[Start of Attachment]

Issue #1263, opened 2020-06-02
allowed-time constraint broken (ui + keel)


emjburns:
The allowed-times constraint seems to not be evaluating correctly

```yaml
---
windows:
- days: mon-fri
  hours: 7-16
type: allowed-times
```

This did not "pass" on Tuesday at 11 am. This also did not show in the UI at all. cc @erikmunson

gal-yardeni:
Adding to this bug, can be taken as a separate issue: we don't have validations today for `allowed-times` constraint when submitting the config. The only validation happening today is when evaluating the constraint.

emjburns:
Fun fact. The default timezone is UTC.

spinnakerbot:
This issue hasn't been updated in 45 days, so we are tagging it as 'stale'. If you want to remove this label, comment:

> @spinnakerbot remove-label stale

spinnakerbot:
This issue is tagged as 'stale' and hasn't been updated  in 45 days, so we are tagging it as 'to-be-closed'. It will be closed in 45 days unless updates are made. If you want to remove this label, comment:

> @spinnakerbot remove-label to-be-closed

osi:
I'm awaiting resolution of this to add the constraint.

@spinnakerbot remove-label to-be-closed
@spinnakerbot remove-label stale

spinnakerbot:
This issue hasn't been updated in 45 days, so we are tagging it as 'stale'. If you want to remove this label, comment:

> @spinnakerbot remove-label stale

osi:
@spinnakerbot remove-label stale

(still tracking the issue to know when to safely use the constraint)

spinnakerbot:
This issue hasn't been updated in 45 days, so we are tagging it as 'stale'. If you want to remove this label, comment:

> @spinnakerbot remove-label stale

spinnakerbot:
This issue is tagged as 'stale' and hasn't been updated  in 45 days, so we are tagging it as 'to-be-closed'. It will be closed in 45 days unless updates are made. If you want to remove this label, comment:

> @spinnakerbot remove-label to-be-closed

osi:
@spinnakerbot remove-label stale

emjburns:
This problem has been fixed, but we don't have a UI for this (yet).

spinnakerbot:
This issue hasn't been updated in 45 days, so we are tagging it as 'stale'. If you want to remove this label, comment:

> @spinnakerbot remove-label stale

[...]

PR #1313, opened 2020-06-17
fix(allowed-times): use correct zoneId, switch default to PST

emjburns:
Addresses the keel side of https://github.com/spinnaker/keel/issues/1263

`UTC` (the short code) wasn't valid. You have to use the long code. Switched to PST while i was at it because... most of us are in California.


emjburns:
@lorin oops, I'll fix the file comment.

The property is actually not reading from the keel.yml, it's reading from a fast property. I agree that it's probably better to set a default of UTC for oss and then override it in a config, however I was being lazy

[End of Attachment]

WHAT IS NEEDED> Note how many lines in the material contain the string "have", and give that number alone.

RESULT OF THIS EXERCISE> 3